I was fishing on about a 10 acre pond yesterday and the gills I was catching were white. I have fished it all my life and this is a first. Anyone know what its from.


----------



## chuckwagon157 (May 17, 2008)

I was out on a lake yesterday and got the same thing. The only damn thing I caught, too. But I'm pretty sure it was a gill, just VERY pale. Hardly any color at all.


----------



## ehansen300 (Dec 8, 2008)

Albino Bluegills? We could make some money off this. I dont want to exploit fish for my own gain but times are tough. The Albino Bluegill Zoo! I see a reality show in our future....


----------



## jimbo (Dec 29, 2007)

They're gills.
Ever catch one that was torquise in color ?
Real cool looking


----------



## glnmiller (Jan 7, 2006)

nick 74 said:


> I was fishing on about a 10 acre pond yesterday and the gills I was catching were white. I have fished it all my life and this is a first. Anyone know what its from.


White? Like an albino? That would be cool, I'd like to see them, post a pic.

I have seen very pale, light colored gills, but not white ones.


----------



## nick 74 (Dec 4, 2008)

they were all very pale like they like they sat on the ice for a few days.


----------



## XXXdisel77 (Dec 16, 2004)

I catch them like that out of deeper water.


----------



## jacktownhooker (Apr 7, 2007)

fish are always lighter in deep water -darker in shallow and have darker bars to match weeds or none in the abyss ! .............. or maybe something in the water that MICHAEL JACKSON needs to know about !?!


----------



## fishonbb (Dec 24, 2004)

*Could it be chemicals running off into this pond? I've seen it in golf course ponds where they treat the lawn.*


----------



## fishenrg (Jan 9, 2008)

There is a good spot on a river near me that is just a little downstream from a fairly large lake. I go there for bass, but catch a fair amount of blue gills too. They are exactly as you describe. The typical markings are there, they just seem very faded.


----------



## boomer_x7 (Dec 19, 2008)

this is quite normal around here. I have found that smaller, muddy, none moving bodies of water have it the most.


----------



## chuckwagon157 (May 17, 2008)

fishonbb said:


> *Could it be chemicals running off into this pond?

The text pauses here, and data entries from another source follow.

PR #71, opened 2024-12-30
Update libdivecomputer from Upstream.

mikeller:
Add the latest updates in libdivecomputer as of 2024/12/31:

- **Add support for a new variant of the Aqualung i100**
- **Add a new Perdix 2 hardware ID**
- **Add support for the i330R Console**
- **Return the correct error code**
- **Don't skip the last entry in the logbook buffer**
- **Add ioctl's for reading and writing BLE characteristics**
- **Add helper functions to convert UUID to/from strings**
- **Add support for the Cressi BLE protocol variant**
- **Remove the unused model parameter**
- **Add the device id and logbook entry**
- **Add an extra surface sample**
- **Add timesync support**
- **Exit PC Link mode when operation is done**
- **Add support for the Cressi Nepto**
- **Add support for the Cressi Leonardo 2.0**
- **Add CCR support for the Excursion**
- **Add support for the Uwatec Aladin One**

### DIFF
--- a/contrib/android/Android.mk
+++ b/contrib/android/Android.mk
@@ -9,6 +9,7 @@ LOCAL_SRC_FILES := \
 	src/array.c \
 	src/atomics_cobalt.c \
 	src/atomics_cobalt_parser.c \
+	src/ble.c \
 	src/bluetooth.c \
 	src/buffer.c \
 	src/checksum.c \
--- a/contrib/msvc/libdivecomputer.vcxproj
+++ b/contrib/msvc/libdivecomputer.vcxproj
@@ -177,6 +177,7 @@
     <ClCompile Include="..\..\src\array.c" />
     <ClCompile Include="..\..\src\atomics_cobalt.c" />
     <ClCompile Include="..\..\src\atomics_cobalt_parser.c" />
+    <ClCompile Include="..\..\src\ble.c" />
     <ClCompile Include="..\..\src\bluetooth.c" />
     <ClCompile Include="..\..\src\buffer.c" />
     <ClCompile Include="..\..\src\checksum.c" />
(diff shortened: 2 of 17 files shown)


dirkhh:
I assume that a number of these (at least the BLE one) are no-ops for us. Not saying they shouldn't be merged, just maybe that should be noted in the commit message?
We need to remember to run the scripts to update the list of supported dive computers when this is merged in Subsurface. And IIRC, we may need to manually remove the ones that aren't supported using Qt BLE without special handling for their broken-by-design protocols.

torvalds (approved):
Looks all reasonable to me

mikeller:
> I assume that a number of these (at least the BLE one) are no-ops for us. Not saying they shouldn't be merged, just maybe that should be noted in the commit message?

All of the commits in this pull request (except for the merge commit) are the result of a `git merge` of libdivecomputer's `master` branch - so I am not sure if it makes sense to go and edit these commit messages and make them different from the ones in the 'upstream' repository?

> We need to remember to run the scripts to update the list of supported dive computers when this is merged in Subsurface.

Yes, I'll do that. We  can probably improve the process by adding a GitHub workflow that checks for every pull request if it will require the scripts to be run, and fails otherwise.

And while we are at it, I think there is generated documentation that is kept in the repository. Maybe this should have a similar guard?

> And IIRC, we may need to manually remove the ones that aren't supported using Qt BLE without special handling for their broken-by-design protocols.

This already came out in the wash when resolving merge conflicts:

https://github.com/subsurface/libdc/pull/71/files#diff-470ccbf1ede979acb859b72fe3f44f1ff0d70a5599224b3c0097dc9e2a107487L279-L283

mikeller:
Tested with:
- Shearwater Petrel 2
- Heinrichs Weikamp OSTC4
- Garmin Descent Mk1

PR #72, opened 2025-01-01
Garmin: Remove File Name from File Data.

mikeller:
Remove the file name from the beginning of the file data buffer. This is
in preparation to a move to shift the .FIT file importer to 'Import log
files'.
The file name in the buffer does not seem to be used for anything, and
it seems to be wrong to have this added only for the parser to then have
to remove this non-file-content again first thing.
Fingerprinting has been confirmed as working after this change.

@torvalds, @dirkhh: As the original creators of the Garmin importer, do you know if there are any hidden reasons to have the file name included in the file content buffer?

### DIFF
--- a/src/garmin.c
+++ b/src/garmin.c
@@ -558,7 +558,6 @@ garmin_device_foreach (dc_device_t *abstract, dc_dive_callback_t callback, void 
 
 		// Reset the membuffer, read the data
 		dc_buffer_clear(file);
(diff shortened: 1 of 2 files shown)


mikeller:
Apologies @torvalds and @dirkhh for merging this before you could review it, but due to a broken git hook I accidentally pushed 5889c1a3f82d21d56cf33b62e72e73af6c5a2835 into https://github.com/subsurface/subsurface, and this needed to go in to make the .FIT log file import work.

PR #76, opened 2025-04-07
Add support for a new Sirius profile version

rmultan:
After upgrading a Mares Sirius to firmware version 1.6.16, the profile version changed to v2.0. Surprisingly, despite the change in the major version number, there appear to be no functional changes in the data format.


mikeller:
This seems to be an identical change to the one in 82712ce8f83b2448d01ad26a949a82c27452ba5d. This will create all kinds of problems the next time updates from the upstream libdivecomputer are merged into our 'fork', unless it is done in a cherry-pick.
I'll pull this in in a cherry-pick when I get around to.

PR #86, opened 2025-06-08
Fix Scubapro Luna 2.0 sample interval to display correct dive duration.

anttisep:
With this fix dives imported from Scubapro Luna 2.0 to Subsurface-mobile will display correct dive durations. With default interval of 4, dive durations will be twice as long as they should be. Reducing interval to 2 fixes this.

### DIFF
--- a/src/uwatec_smart_parser.c
+++ b/src/uwatec_smart_parser.c
@@ -916,6 +916,11 @@ uwatec_smart_parse (uwatec_smart_parser_t *parser, dc_sample_callback_t callback
 	double density = (parser->watertype == DC_WATER_SALT ? SALT : FRESH);
 
 	unsigned int interval = 4;
+	
+	if (parser->model == LUNA2) {
+		interval = 2;
+	}
+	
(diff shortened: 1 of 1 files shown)


mikeller:
From the discussion in https://groups.google.com/g/subsurface-divelog/c/TpcKuejb_Q8/m/HS017JTLAAAJ, the information provided by Scubapro seems to indicate that the change to the sample interval was introduced by them in error, and they are planning to revert this in the next firmware update.
So changing this in the way you are proposing will break this now for all users who have not yet updated their firmware, and will break it for all users who apply the next firmware update once it is available. All in all I am not sure if this fix isn't more disruptive than just 'sitting it out' - or alternatively a 'future proof' fix could be done by checking the firmware version, and only using the changed interval if it matches the buggy version.

anttisep:
Thank you mikeller for pointing out this thread! I did spent quite some time for googling the problem after switching to my new dive computer last week, but my google magic just wasn't at the proper level to find it :)

You are absolutely correct and this fix would even make things worse and confusing. I'll try to see if it is in anyway within my capabilites to do the check, but for now I'll close the PR.

PR #94, opened 2025-12-13
Fix garmin tts parsing

dotanalon:


mikeller (changes requested):
This is incomplete. See my comments on https://github.com/subsurface/subsurface/pull/4654.

Also, have a look at fixing the DCO: https://github.com/subsurface/libdc/pull/94/checks?check_run_id=57976947694

PR #95, opened 2025-12-14
Fix garmin tts parsing (fixed DCO)

dotanalon:


mikeller:
@dotanalon: This is the same fix as what you had proposed in #94, which you then closed before opening this. If you want to discuss any more you can re-open #94 and implement the changes requested.
Please refrain from opening more unneeded pull requests.

dotanalon:
Unfortunately I cant reopen it, what do you suggest to do?

PR #99, opened 2026-01-13
Separate the Reporting of 'bearing' vs. 'heading.

mikeller:
There seems to be two different ways that dive computers report
directional information:

1. report headings that are set by the user by pointing the device in
   the desired direction, then pressing a button;

2. report the direction that the device is pointing in at set intervals
   (like every 10 seconds) during the dive.

For a user-friendly visualisation, these two approaches need to be shown
in different ways in Subsurface:

1. show an event in the profile every time the user executes the 'set
   heading' operation (and potentially at the start of the dive for the
   initial heading):

image

2. show the current bearing in the information box in the profile when
   the mouse pointer traverses the profile:

image

Subsurface will be using different ways for libdivecomputer backends to
import this data:

1. using `DC_SAMPLE_EVENT` samples with `SAMPLE_EVENT_HEADING` type;

2. using `DC_SAMPLE_BEARING` samples.

This changeset updates the following dive computers to use 1. to match
their type of reporting:

- Heinrichs Weikamp OSTC3 / 4 / 5
- ScubaPro / Uwatec Smart

The following dive computers are already using 1. correctly:

- Suunto EON Steel
- Suunto D9

And the following dive computer seems to be using 2. correctly:

- Divesoft Freedom / Liberty (@jakubhecko are you able to confirm this?)

The following dive computers are currently using 2., but we don't have
any information if this is correct:

- DiveSystem iDive
- Shearwater Predator
- Halcyon Symbios

### DIFF
--- a/src/hw_ostc_parser.c
+++ b/src/hw_ostc_parser.c
@@ -1184,7 +1184,6 @@ hw_ostc_parser_internal_foreach (hw_ostc_parser_t *parser, dc_sample_callback_t 
 
 				if (callback) {
 					unsigned int value = array_uint16_le(data + offset);
-					dc_sample_type_t eventType = DC_SAMPLE_EVENT;
 					dc_sample_value_t sample = {
 						.event.type = SAMPLE_EVENT_STRING,
 						.event.flags = SAMPLE_FLAGS_SEVERITY_INFO,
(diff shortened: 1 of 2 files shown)


dirkhh (approved):
looks reasonable

PR #100, opened 2026-01-20
Garmin: Add Timezone Offset Information to Extra Info.

mikeller:
Add the offset of the reported dive time to UTC as an Extra Info field.

Note that the same offset can also be extracted from the `timezone` field
that is returned by `dc_parser_get_datetime()`.

image


bstoeger:
Hmmm... If this information is already in `struct dc_datetime_t`, I see no reason to add it as extra_info. Let's just use what is there?

mikeller:
> Hmmm... If this information is already in `struct dc_datetime_t`, I see no reason to add it as extra_info. Let's just use what is there?

That's what I thought too, which is why I opened subsurface/subsurface#4689 to supersede this. Let's discuss there.

PR #117, opened 2026-07-11
Add support for the Shearwater Perdix 3 BLE protocol

splichy:
The Shearwater Perdix 3 keeps the classic Shearwater application protocol
(SLIP, RDBI/WDBI, block download, same register IDs and dive parser) but
changes two things at the BLE transport layer. This adds a framing switch
to the shared Shearwater/Petrel code so both the classic devices and the
Perdix 3 are handled by one implementation.

### What changes on the Perdix 3

- **New GATT service.** It does not expose the classic Shearwater serial
  service; it advertises a new vendor service. Detection is by the BLE
  name `Perdix 3` (matched before `Perdix`, since matching is by prefix).
- **No per-write frame prefix.** Classic BLE framing prefixes every write
  with a 2-byte `[nframes, index]` header. The Perdix 3 sends a raw SLIP
  stream with no per-packet header; notifications are reassembled until
  the SLIP END byte `0xC0`.
- **24-bit transfer length.** The transfer header carries a 24-bit
  big-endian payload length (`FF 01 <len24>` request, `01 FF <len24>`
  response) instead of the classic 8-bit length.
- **Wider download blocks.** The download init uses record type `0x24`
  with a 16-bit size field and the init response is `75 20 <blocksize:16be>`.
  Observed block sizes are 514 bytes (manifest) and 2306 bytes (compressed
  dive), so the packet buffers are raised from 254 to 4096 bytes.

### Implementation

A `framing` field on `shearwater_common_device_t`
(`SHEARWATER_FRAMING_CLASSIC` / `SHEARWATER_FRAMING_PERDIX3`) selects the
behavior. It is derived from the descriptor model, which is now passed into
`shearwater_petrel_device_open`. A new descriptor row maps the `Perdix 3`
BLE name to a new model and maps hardware type `0x39C2` to it. The classic
path is unchanged.

### Testing

Verified end-to-end against a Perdix 3 (firmware V38) over BLE on Linux:
identity reads (serial/firmware/hardware), manifest read, compressed dive
download, and full dive import all succeed. The same build cross-compiled
for Android arm64 was validated end-to-end on a physical phone.

### Notes for reviewers

Portions of the new protocol logic were AI-assisted; the non-trivial new
blocks in `shearwater_common.c` are marked with an `AI-generated (Claude)`
comment. The protocol was reverse-engineered from an HCI snoop of the
official Shearwater app and byte-matched against the capture.

Generated with Claude Code (https://claude.com/claude-code)

### DIFF
--- a/src/descriptor.c
+++ b/src/descriptor.c
@@ -392,6 +392,7 @@ static const dc_descriptor_t g_descriptors[] = {
 	{"Shearwater", "Tern",      DC_FAMILY_SHEARWATER_PETREL, 12, DC_TRANSPORT_BLE, dc_filter_shearwater},
 	{"Shearwater", "Tern TX",   DC_FAMILY_SHEARWATER_PETREL, 12, DC_TRANSPORT_BLE, dc_filter_shearwater},
 	{"Shearwater", "Peregrine TX", DC_FAMILY_SHEARWATER_PETREL, 13, DC_TRANSPORT_BLE, dc_filter_shearwater},
+	{"Shearwater", "Perdix 3",  DC_FAMILY_SHEARWATER_PETREL, 14, DC_TRANSPORT_BLE, dc_filter_shearwater},
 	/* Dive Rite NiTek Q */
 	{"Dive Rite", "NiTek Q",   DC_FAMILY_DIVERITE_NITEKQ, 0, DC_TRANSPORT_SERIAL, NULL},
 	/* Citizen Hyper Aqualand */
@@ -764,6 +765,7 @@ dc_filter_shearwater (const dc_descriptor_t *descriptor, dc_transport_t transpor
 		"NERD 2",
 		"Perdix",
 		"Perdix 2",
+		"Perdix 3",
 		"Teric",
 		"Peregrine",
 		"Peregrine TX",
--- a/src/device.c
+++ b/src/device.c
@@ -210,7 +210,7 @@ dc_device_open (dc_device_t **out, dc_context_t *context, dc_descriptor_t *descr
 		rc = shearwater_predator_device_open (&device, context, iostream);
 		break;
 	case DC_FAMILY_SHEARWATER_PETREL:
-		rc = shearwater_petrel_device_open (&device, context, iostream);
+		rc = shearwater_petrel_device_open (&device, context, iostream, dc_descriptor_get_model (descriptor));
 		break;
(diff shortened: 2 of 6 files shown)


splichy:
@mikeller

mikeller:
Making this change directly in the Subsurface 'fork' of libdivecomputer is not the best way to get this done - this wil create friction when merging changes from uptream libdivecomputer in the future.
So it will be better if we wait until libdivecomputer has added support for the Perdix 3, and then cherry-pick that change. Feel free to ping me when this has happened.

Also note that this is an open source project, and maintainers will volunteer their free time to work on it whenever they have it available, and have the motivation to do so. Pinging them within hours of submitting something will not help with motivation...

splichy:
Ooh, didn't know it's a fork :) 
I see there is an active PR for Perdix 3 support in upstream, and the implementation seems roughly the same.

mikeller:
Yeah, it's an unofficial fork of libdivecomputer - we regularly pull in updates from upstream, but we also have some improvements (like support for sending string messages to the host applications, or file / MTP based devices) and bugfixes that were never accepted into upstream.

splichy:
Closing this. Upstream libdivecomputer has now merged its own Perdix 3 support (`8e564eb5`, "Merge branch 'perdix3'"), so the hand-rolled commit in this PR is superseded.

Per @mikeller's note that `Subsurface/libdc` should pick up Perdix 3 by cherry-picking from upstream rather than taking a bespoke implementation, the right path is to bring in the four upstream commits instead:

- `24a68b79` Use symbolic constants for the commands
- `661cb6e5` Handle variable sized packets
- `b9240920` Add Shearwater Perdix 3 support
- `06120b0a` Update the minimum and maximum BLE packet size

I test-cherry-picked all four onto `Subsurface-DS9` (`8717731`) locally - they apply cleanly with no conflicts, and the resulting `descriptor.c` / `shearwater_common.*` / `shearwater_petrel.*` files are byte-identical to upstream master for the touched regions. Happy to open a clean cherry-pick PR if that's useful, or leave it to the normal upstream-sync cadence - whichever you prefer.

The Subsurface-side transport change (service UUID + scan name) is tracked separately in subsurface/subsurface#4864; it stays necessary regardless, since upstream selects the v2 protocol purely by model number and carries no knowledge of the new GATT service UUID.

PR #3608, opened 2022-01-15
Update README.md

fireredfan7:
Using the git version makes sure it’s updated.


Stilic:
yeah the github have a fix for makes lua works on mac, not the haxelib version.

PR #3373, opened 2022-01-09
Softcoded achievements

tposejank:
example of an achievement

```
{
    "name": "Name here",
    "icon": "image name here",
    "description": "Description ",
    "unlocksAfter": "the week it unlocks after",
    "hidden": (is it hidden? true or false)
    "customGoal": (is this goal customizable? true or false)
}
```

for custom goals, when the game checks for achievements it calls function `onCheckForAchievement` with arguments `name`
do return Function_Continue to notify the game it is unlockable
example:

`if getProperty('misses') > 10 and leName == 'lmao_skill_issue' then return Function_Continue end`

on the luas.

PR #3625, opened 2022-01-16
Revert "Softcoded achievements"

tposejank:
Reverts ShadowMario/FNF-PsychEngine#3373 

I change my mind, they are so glitched out, they don't even work please revert it


tposejank:
Despite this not working i will keep making more banger ahits

PR #3684, opened 2022-01-17
The thing

MAJigsaw77:


fnaffan29:
what

tposejank:
?????????????????

jigsaw-4277821:
In html 5 is not used

jigsaw-4277821:
Or js

jigsaw-4277821:
Only on desktop

jigsaw-4277821:
So the reason

PR #3818, opened 2022-01-22
Adding drag and drop for character editor

### LINKED ISSUE #3053: Using mouse on offset editor
### What feature do you want to get added on the **base** engine?

Being able to do drag n drop shit on the character editor as an alternative to using arrow keys. I think kade has this but I dunno

### To test your sight, and reliability, please select the option of what should NOT be requested.

Stage Editor, 6K+ support, and winning icons.

blueDev2:
Since FlxG.mouse.overlap() does not take into consideration of offsets, it could not be used to make drag and drop only occur when you click on the character. 
So Instead, drag and drop occurs at all times when you click on anything and move the mouse, except when the mouse is over a UI box. This is to prevent accidental drag and drop when clicking on a drop-down menu. 
resolves #3053

### DIFF
--- a/source/editors/CharacterEditorState.hx
+++ b/source/editors/CharacterEditorState.hx
@@ -154,7 +154,9 @@ class CharacterEditorState extends MusicBeatState
 			\nArrow Keys - Move Character Offset
 			\nR - Reset Current Offset
 			\nHold Shift to Move 10x faster
-			\n", 12);
+			", 12);
+			/*\nOptionally: Drag and drop to move animation
+			\nShift to drag the entire character*/
 		tipText.cameras = [camHUD];
 		tipText.setFormat(null, 12, FlxColor.WHITE, CENTER, FlxTextBorderStyle.OUTLINE, FlxColor.BLACK);
 		tipText.scrollFactor.set();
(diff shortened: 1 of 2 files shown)


Starmapo (approved):

cherryiguess:
so you can move the camera position and character offsets (or placement) with your mouse? feels more convenient and useful then clicking the same button over and over until its good

blueDev2:
I think there is a bit of confusion.
This changes the position of an animation, not the entire character.
The latter is possible, but not with the current setup.

HiroMizuki (approved):

ImaginationSuperHero528:
> I think there is a bit of confusion. This changes the position of an animation, not the entire character. This is an alternative to the shift and arrows. The latter is possible, but not with the current setup.

For entire character it could just be hold shift

blueDev2:
Advise was taken and implemented.
Though I would have liked to add text about it, but there isn't much space

Lsoissus:
woo, this is pretty cool, i will add it to my version of psych engine made in source code [ill give credit]

blueDev2:
I'm glad somebody has found use in this. I'm not sure if ShadowMario has even noticed this pull request yet, but I think it's at least ok since a lot of other requests have been closed by him.

PR #3921, opened 2022-01-24
Note scaling stuff

lemz1:
Hi,
this just makes the notes be the scale of the strums.
I thought this was needed since (atleast from what I know) you can't make the note's scale update every frame with lua.

### DIFF
--- a/source/PlayState.hx
+++ b/source/PlayState.hx
@@ -2507,6 +2507,8 @@ class PlayState extends MusicBeatState
 				var strumAlpha:Float = 0;
 				var strumDirection:Float = 0;
 				var strumScroll:Bool = false;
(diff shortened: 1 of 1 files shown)


tposejank:
no

min89xd:
@tposejank  why do you put no in every pull request?

tposejank:
because its useless

Steviegt6:
> because its useless

It'd be more helpful to elaborate on why a pull request is useless, maybe offering some criticism on how it could improve.

MayoALT:
> because its useless

you could argue that your achievement pr was useless because you can already save data in psych engine and recreate the achievement unlocking thing

PR #3983, opened 2022-01-26
Fixing Sustain Notes When The Direction is Changed

bdidk235:
Fixing some stuff, I like changing direction for notes!


HiroMizuki:
maybe u could show some video so people can see what it does

AdrianCD5:
This is a really good fix, I need this to force the opponent to remain on upscroll and the sustains are buggy with the new note system. Thanks :)

bdidk235:
The sustain arrows are not reducing, I'm trying to fix it.

KevinKuntz255:
would really love this pulled since I'm making this

https://user-images.githubusercontent.com/35108759/151361652-f3e1b63e-7a35-4120-955c-f919a99b4ca0.mp4

nintendofan44:
the sus clip isnt on the center anymore if you didnt notice it yet

PR #4006, opened 2022-01-27
Disable os, to prevent running raw commandline shit

superpowers04:


crowplexus (approved):

stilic (approved):
NOT MORE RICKROLL!!!!! (but good for protecting people from any hacker script)

Jotaro-Gaming (approved):
good

MeguminBOT (approved):

tposejank (approved):
yes

steviegt6 (approved):
Looks fine, but I believe this is only really a band-aid fix. Some discussion regarding a plugin permission system may prove useful to allow niche things to still work.

fnaffan29:
rip "create text file at the start of the song" command

fnaffan29:
nice

lunacynne (changes requested):
this change would break the mod im working on since it uses functions like os.clock and os.exit
would it be possible to disable only the potentially malicious functions like os.execute and os.getenv? or is this not possible

like would this work
```
set('os.execute', false);
set('os.getenv', false);
set('os.remove', false);
set('os.rename', false);
set('os.setlocale', false);
set('os.tmpname', false);
```

tposejank:
> this change would break the mod im working on since it uses functions like os.clock and os.exit would it be possible to disable only the potentially malicious functions like os.execute and os.getenv? or is this not possible
> 
> like would this work
> 
> ```
> set('os.execute', false);
> set('os.getenv', false);
> set('os.remove', false);
> set('os.rename', false);
> set('os.setlocale', false);
> set('os.tmpname', false);
> ```

malicious intent

Stilic:
> > this change would break the mod im working on since it uses functions like os.clock and os.exit would it be possible to disable only the potentially malicious functions like os.execute and os.getenv? or is this not possible
> > like would this work
> > ```
> > set('os.execute', false);
> > set('os.getenv', false);
> > set('os.remove', false);
> > set('os.rename', false);
> > set('os.setlocale', false);
> > set('os.tmpname', false);
> > ```
> 
> malicious intent

wdym

superpowers04:
> this change would break the mod im working on since it uses functions like os.clock and os.exit would it be possible to disable only the potentially malicious functions like os.execute and os.getenv? or is this not possible
> 
> like would this work
> 
> ```
> set('os.execute', false);
> set('os.getenv', false);
> set('os.remove', false);
> set('os.rename', false);
> set('os.setlocale', false);
> set('os.tmpname', false);
> ```
That did not work sadly

Steviegt6:
> > this change would break the mod im working on since it uses functions like os.clock and os.exit would it be possible to disable only the potentially malicious functions like os.execute and os.getenv? or is this not possible
> > like would this work
> > ```
> > set('os.execute', false);
> > set('os.getenv', false);
> > set('os.remove', false);
> > set('os.rename', false);
> > set('os.setlocale', false);
> > set('os.tmpname', false);
> > ```
> 
> That did not work sadly

Would be better for a separate PR, but an alternative solution is manually reimplementing callbacks that replicate various `os` functions as needed.

Stilic:
> 

i agree

PR #4425, opened 2022-02-05
fix gf idle sometimes overriding the hairfall anim

nahiassis:


nintendofan44:
i will not close this just in case

lunacynne (approved):

PR #4811, opened 2022-02-12
add lua function isOverlapping

craftersshaft:
isColliding isn't working for me, but this does on my machine. just replaces the collide with overlap but does a good job at detecting if two objects are on top of eachother. 

These examples will only work if isOverlapping is a thing, so don't yell at me if they don't work if you haven't messed with the source code. Yell at me if the isOverlapping code itself doesn't work after being compiled.

[Simpler Example (requires you to run the game from the command line to see output)](https://github.com/ShadowMario/FNF-PsychEngine/files/8053620/script.zip)
[Complex Example (almost undertale battle system)](https://github.com/ShadowMario/FNF-PsychEngine/files/8053616/creffbattle.zip)


lemz1 (approved):
I like this since when using `isColliding('boyfriend','dad')` and moving bf to dad.x, dad is being pushed away. This doesn't happen with overlapping.
So yeah I approve
This can probably be used for some bullet or attack detection stuff.

trippinreal:
This looks interesting, could you give an example of how this would be used?

lemz1:
ezgif com-gif-maker

code:
```
function onSongStart()
    doTweenX('as', 'boyfriend', 'dad.x', 3, linear)
end

function onUpdate()
    if isOverlapping('boyfriend', 'dad') then
        setProperty('health', 0)
    end
end
```

lemz1:
Yo I just noticed ShadowMario added objectsOverlap in a commit 3 days ago

craftersshaft:
oh yeah, just saw that, Request Closed

CrazyDany:
um.. it doesn't work

PR #4913, opened 2022-02-13
makeGraphic on attachedsprite

nahiassis:
this allows you to make an **_'attached'_** sprite without it having to be an image


nintendofan44:
ay @ShadowMario

ImaginationSuperHero528:
What do you mean?

nintendofan44:
this makes you able to make a square for example without using an image file

nintendofan44:
i tried to do that without this and it gave me an error
so basically i copied and pasted this function here from the flxsprite code

trayfellow:
> this makes you able to make a square for example without using an image file

image

wdym you can do that already unless im missing something else here

frantastic24:
This isn't for Lua

HiroMizuki (approved):
useful

ShadowMario:
You can already do that though???
Screenshot_2
Screenshot_3

nintendofan44:
i think that was a bug for me
haxe is weird sometimes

I've seen it in golf course ponds where they treat the lawn.*





jacktownhooker said:


> fish are always lighter in deep water -darker in shallow and have darker bars to match weeds or none in the abyss ! .............. or maybe something in the water that MICHAEL JACKSON needs to know about !?!


The lake I was on was a regular public lake. And judging by the surrounding neighborhoods, there is no chemical lawn treatment going on.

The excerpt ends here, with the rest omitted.